→ **Task statement**
Search the material below for "available" and copy every line where it occurs.

*** Provided records Section Begins ***

PR #8647, opened 2023-12-29
Added results/personal_records/:user_id API endpoint

dunkOnIT:
**Intention:** Expose personal records information which the Registration Service backend can use to verify qualifications. 

## Questions/Notes:
- Putting it under `/results`, as this should ultimately be provided by a Results Service
- Shares a lot of similarities with Finn's `/users/me/personal_records` route - not sure if this is of concern
- **Question 1**: I'm currently getting `ranksSingle` and `ranksAverage` and then transforming the data in the controller - should I instead have an `indexedRanksSingle` method on the model? (I don't want to introduce a method on the model that is only used in one place and returns similar data to another method - seems better to use the existing method and transform the data. )
- **Question 2:** Just noticed the methods use camelCase not snake_case - should we change that? 
- **Question 3**: Should we group PR's under single/average -> event_id, or event_id -> single/average? Do we care? (see below for example)
- **Question 4**: Does it matter that I'm removing fields that Finn exposes in /users/me/personal_records? (specifically: personId, id)

### WCIF Personal Bests are defined as an array of these JSON objects:
```json
[{
          "eventId": "222",
          "best": 311,
          "worldRanking": 2894,
          "continentalRanking": 726,
          "nationalRanking": 22,
          "type": "single"
}]
```

### The `/user/me/personal_records` PR iterates on this by grouping them as average or single, and adding some new fields (in **bold:** 
```json
{ "single": [
    {
      **"id": 1451696265,**
      "**personId": "2019HOBB02",**
      "eventId": "222",
      "best": 513,
      "worldRank": 52323,
      "continentRank": 442,
      "countryRank": 260
    },
]}
```

### This PR returns data in the following format, adding eventId as a key on the personal_record object, and removing `id` and `personId` 
```json
{ "single": {
    "222": {
      "best": 513,
      "worldRank": 52323,
      "continentRank": 442,
      "countryRank": 260
    },
}}
```

### To me, it would be more intuitive to group by event -> single/average, as follows: 
```json
{ "222": {
    "single": {
      "best": 513,
      "worldRank": 52323,
      "continentRank": 442,
      "countryRank": 260
    },
    "average": {
        ....
    }
}}
```


WcaOnRails/config/routes.rb
```diff
@@ -343,7 +346,10 @@
         get '/scrambles/:event_id' => 'competitions#event_scrambles', as: :event_scrambles
         patch '/wcif' => 'competitions#update_wcif', as: :update_wcif
       end
-      get '/records' => "api#records"
+
+      # namespace :results do
```
danieljames-dj, line 350: Was this accidentally added?

WcaOnRails/app/controllers/api/v0/results_controller.rb
```diff
@@ -0,0 +1,22 @@
+# frozen_string_literal: true
+
+class Api::V0::ResultsController < Api::V0::ApiController
+  def personal_records
+    user = User.find_by_id(params[:user_id])
```
danieljames-dj, line 5: Maybe `params.require` if user_id is a mandatory param?

dunkOnIT:
Ok this gets WAY more complicated when trying to include the date on which a result was achieved, because `ranksSingle` and `ranksAverage` (where we are currently getting the PR's from) don't store them. 

## I see a few options for code changes, in order of my preference:
1. Store the `date_achieved` (or event just date_created?) on `ranksSingle` and `ranksAverage`. This would be hard to backfill, as there's no link from the `ranks` tables to the attempt date/competition date.
2. Store `latest_date_achieved` instead, and default all values to the date on which the field is added. Very easy to populate, and should work unless there are qualifications for competitions with registrations still open that have a date requirement before the date of the change (which I think is unlikely, but haven't verified)
3. Explore changing the data model to have PersonalBest somehow linked to the User and the Result - this could definitely work, but would represent a significant migration, perhaps more appropriate for the results rework? 

## Alternatives
1. Alternatively, we move the qualification logic entirely - and have a `GET /competition/{comp-id}/check_qualification/{user_id}` endpoint that uses. I really don't like this, because it generates an uncacheable REST call for _every single_ registration, which means that traffic traffic on the monolith scales with registration count, which sort of defeats what we're trying to do. 
2. Add this as a requirement for the Results rework, and don't support qualifications with date requirements on the new Registration System until the Results rework is done.

gregorbg:
> Ok this gets WAY more complicated when trying to include the date on which a result was achieved, because `ranksSingle` and `ranksAverage` (where we are currently getting the PR's from) don't store them.

For some high-level context: This fact, which you correctly identified, is one of our biggest pain points in the current Results tables from a software point of view. It not only affects qualifications but also rankings and regional records (NRs/CRs/WRs). It definitely has to be tackled as part of the Results redesign.

As such, I suggest simply skipping this feature in the new Reg service "for now" (the Monolith doesn't have automated qualification checks for a given deadline, either. It can only check whether qualification requirements are fulfilled _at the time of filling out the registration form_, which should be feasible in the new Reg service as well) and implementing it later when we have the proper data available.

dunkOnIT:
Ok great thanks! Will continue with the current behaviour then.

WcaOnRails/app/controllers/api/v0/results_controller.rb
dunkOnIT: Good point! Changed

app/controllers/api/v0/results_controller.rb
```diff
@@ -0,0 +1,22 @@
+# frozen_string_literal: true
+
+class Api::V0::ResultsController < Api::V0::ApiController
+  def personal_records
+    user = User.find_by_id(params.require(:user_id))
```
danieljames-dj, line 5: Maybe `find` instead of `find_by_id` so that it throws exception if user ID is not available?

danieljames-dj: (Sorry for not pointing this in my initial review, I was not aware of this knowledge that time)

dunkOnIT: No worries! I have no idea why I was using `find_by_id` there :P

gregorbg (changes requested):
I have a strong bias towards WCIF. We should try to keep our APIs as consistent as we can.

If there's a strong reason why the Reg Service needs the elements grouped by Event ID, then the Reg Service as the one receiving the data should be the one to group the API output by event ID. The monolith / API should stay consistent with the /me/personal_records endpoint and just return a { single: ... average: ... } structure as-is. Consumers of this data can still trivially group it later if they need to.

app/controllers/api/v0/results_controller.rb
```diff
@@ -0,0 +1,22 @@
...
+      single: create_simple_records_hash(person.ranksSingle),
+      average: create_simple_records_hash(person.ranksAverage),
+    }
+  end
+
+  private
+
+    def create_simple_records_hash(personal_records)
+      indexed_records = personal_records.index_by { |record| record['eventId'] }
+      indexed_records.transform_values { |record| record.attributes.except('id', 'personId', 'eventId') }
```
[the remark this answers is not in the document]
dunkOnIT: Changed the whole thing to just use WCIF, based on our convo ages ago re adhering to the WCIF spec and letting the client do the work

app/models/user.rb
```diff
@@ -1169,8 +1169,11 @@ def serializable_hash(options = nil)
     json
   end
 
+  def personal_records
```
gregorbg, line 1172: It's dangerous to call this `personal_records` and then actually return WCIF.
In the world of Ruby object models, this should actually return the `.compact.flatten`ed array. The consumer of the method should then map it to WCIF if necessary.

app/models/user.rb
```diff
@@ -1193,7 +1196,7 @@ def to_wcif(competition, registration = nil, registrant_id = nil, authorized: fa
       },
       "roles" => roles,
       "assignments" => registration&.assignments&.map(&:to_wcif) || [],
-      "personalBests" => person_pb.map(&:to_wcif),
+      "personalBests" => personal_records,
```
gregorbg, line 1199: Map to WCIF here as per my remark above.

gregorbg (changes requested):

app/models/user.rb
dunkOnIT: Changed

app/models/user.rb
dunkOnIT: Changed

app/controllers/api/v0/results_controller.rb
```diff
@@ -0,0 +1,9 @@
+# frozen_string_literal: true
+
+class Api::V0::ResultsController < Api::V0::ApiController
+  def personal_records
+    user = User.find(params.require(:user_id))
+
+    render json: user.personal_records
```
gregorbg, line 7: Thanks for the previous set of changes.
Now you've gotta pay attention that this call doesn't return WCIF automatically 🙃

gregorbg (changes requested):

app/controllers/api/v0/results_controller.rb
dunkOnIT: Fixed :melt:

app/controllers/api/v0/api_controller.rb
```diff
@@ -29,6 +29,11 @@ def auth_results
     render json: { status: "ok" }
   end
 
+  def user_qualification_data
+    user = User.find(params.require(:user_id))
+    render json: user.person.personal_records.map(&:to_wcif)
```
gregorbg, line 34: Attention! This code will currently crash for users that have never competed before.

Those users have never been assigned a WCA ID, so `user.person` will already return `nil`. You just happily proceed to call `.personal_records` on a potentially nil value, which will lead to crashes.

app/controllers/api/v0/api_controller.rb
```diff
@@ -29,6 +29,11 @@ def auth_results
     render json: { status: "ok" }
   end
 
+  def user_qualification_data
+    user = User.find(params.require(:user_id))
```
gregorbg, line 33:
```suggestion
    user = User.includes(person: [:ranksSingle, :ranksAverage]).find(params.require(:user_id))
```

gregorbg: Makes the DB query much more efficient methinks

gregorbg (changes requested):

dunkOnIT:
(Busy adding tests for this which I should have done in the first place, just had to fix some DB issues - hope to get it sorted soon!)

dunkOnIT:
Tests added

app/controllers/api/v0/persons_controller.rb
```diff
@@ -33,6 +33,12 @@ def competitions
     render json: person.competitions
   end
 
+  def personal_records
```
coder13, line 36: Shouldn't this be moved to a `users_controller`?

I would expect that routes for `persons` live in a `persons_controllers` and routes for `users` to live in a `users_controller`

app/controllers/api/v0/api_controller.rb
```diff
@@ -29,6 +29,49 @@ def auth_results
     render json: { status: "ok" }
   end
 
+  def user_qualification_data
```
coder13, line 32: Shouldn't this be moved to a `users_controller`?

I would expect that routes for `persons` live in a `persons_controllers` and routes for `users` to live in a `users_controller`

dunkOnIT: An early commit had it in a `results_controller`, we moved it here for reasons I can't quite recall. I'll check with Gregor on Friday.

dunkOnIT:
This PR is cleaned up + ready for review

app/controllers/api/v0/api_controller.rb
```diff
@@ -29,6 +29,52 @@ def auth_results
...
+        best: time,
+        on_or_before: cutoff_date,
+      }
+    end
+
+    render json: qualification_results
+  end
+
+  private def date_from_params
+    date = params.permit(:date)[:date]
```
dunkOnIT, line 73: Directly access the hash and handle the nil case

app/controllers/api/v0/api_controller.rb
```diff
@@ -29,6 +29,52 @@ def auth_results
     render json: { status: "ok" }
   end
 
+  def user_qualification_data
+    user = User.find(params.require(:user_id))
+    begin
```
dunkOnIT, line 34: Make this a `cutoff_date` function

app/controllers/api/v0/api_controller.rb
```diff
@@ -29,6 +29,52 @@ def auth_results
...
+      return render json: { error: 'Invalid date format. Please provide an iso8601 date string.' }, status: :bad_request
+    end
+
+    return render json: { error: 'You cannot request qualification data for a future date.' }, status: :bad_request if cutoff_date > Date.current
+    cutoff_date = cutoff_date.iso8601
+
+    qualification_results = []
+
+    # Compile singles
+    best_singles_by_cutoff = user.person&.best_singles_by(cutoff_date)
```
dunkOnIT, line 46: change this to `if.user.present?` and then don't worry about the safe accessing

app/controllers/api/v0/api_controller.rb
```diff
@@ -29,6 +29,52 @@ def auth_results
...
+    return render json: [] unless best_singles_by_cutoff.present? # If the user has no best singles, they have no qualification-relevant results
+    best_singles_by_cutoff.map do |event, time|
```
dunkOnIT, line 48: assign the return value of map to a `qualification_result_single` array and concat them at the end

app/controllers/api/v0/api_controller.rb
```diff
@@ -29,6 +29,52 @@ def auth_results
...
+  def user_qualification_data
+    user = User.find(params.require(:user_id))
+    begin
+      cutoff_date = date_from_params || Date.current
+    rescue Date::Error
+      return render json: { error: 'Invalid date format. Please provide an iso8601 date string.' }, status: :bad_request
+    end
+
+    return render json: { error: 'You cannot request qualification data for a future date.' }, status: :bad_request if cutoff_date > Date.current
+    cutoff_date = cutoff_date.iso8601
```
dunkOnIT, line 41: probably unnecessary - Rails may convert this

app/controllers/api/v0/api_controller.rb
```diff
@@ -29,6 +29,52 @@ def auth_results
...
+        type: 'single',
+        best: time,
+        on_or_before: cutoff_date,
+      }
+    end
+
+    # Compile averages
+    best_averages_by_cutoff = user.person&.best_averages_by(cutoff_date)
+    return render json: qualification_results unless best_averages_by_cutoff.present? # If the user has no best averages, we can just return their singles
+    best_averages_by_cutoff.map do |event, time|
```
dunkOnIT, line 60: have a function that takes event, type, time and cutoff as parameteres to return the hash I'm building here

app/models/result.rb
```diff
@@ -50,6 +50,7 @@ def unique_result_per_round
   scope :podium, -> { final.succeeded.where(pos: [1..3]) }
   scope :winners, -> { final.succeeded.where(pos: 1).joins(:event).order("Events.rank") }
   scope :before, ->(date) { joins(:competition).where("end_date < ?", date) }
+  scope :on_or_before, ->(date) { joins(:competition).where("end_date <= ?", date) }
```
danieljames-dj, line 53:
```
scope :on_or_before, ->(date) { joins(:competition).where(end_date: ..date) }
```

This should also probably work (@gregorbg taught me this)

dunkOnIT:
@thewca-bot deploy staging

app/controllers/api/v0/api_controller.rb
```diff
@@ -29,6 +29,47 @@ def auth_results
...
+  private def cutoff_date
+    if params[:date].present?
+      Date.safe_parse(params[:date])
+    else
+      Date.current
+    end
+  end
+
+  private def qualification_data(event, type, time, date)
+    raise ArgumentError.new("'type' may only contain the symbols `:single` or `:average`") unless [:single, :average].include?(type)
```
gregorbg, line 64: Not sure if you need this in a `private` method definition. This kind of error message is helpful in external, world-facing APIs but since this is by definition code that only we call ourselves, it feels a bit overkill.

You don't have to delete this line to get my approval, just noting it here.

gregorbg (approved):

app/controllers/api/v0/api_controller.rb
dunkOnIT: My thinking here is to rather fail loudly when someone gives an invalid input, than return `nil` or similar and then someone has to dig to figure out where the `nil` is coming from. Are there alternate approaches you'd suggest?

gregorbg: Use a strongly typed programming language.
I appreciate your thinking, but the ultimate consequence would be to bloat our entire codebase by at least factor 1.5 by introducing is_instance? checks everywhere.

dunkOnIT: > Use a strongly typed programming language.
TypeRuby :pray: 

> I appreciate your thinking, but the ultimate consequence would be to bloat our entire codebase by at least factor 1.5 by introducing is_instance? checks everywhere.

Not opposed to forgoing these types of checks, my arguments in favour of them would be: 
- I only see this being relevant/necessary in cases where we are defining some custom input values/symbols, which should be pretty rare.
- It's only a single line of code at the start of a function where it's needed, so the impact should hopefully be less than 1.5x our codebase - and it seems like the time saved on developers chasing obscure errors may be beneficial
- I assume that even in a strongly typed language you have to have some boilerplate somewhere that says "hey here are the explicitly-accepted input values for this custom argument"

*** Provided records Section Ends ***

→ **Output for this task**
As such, I suggest simply skipping this feature in the new Reg service "for now" (the Monolith doesn't have automated qualification checks for a given deadline, either. It can only check whether qualification requirements are fulfilled _at the time of filling out the registration form_, which should be feasible in the new Reg service as well) and implementing it later when we have the proper data available.
danieljames-dj, line 5: Maybe `find` instead of `find_by_id` so that it throws exception if user ID is not available?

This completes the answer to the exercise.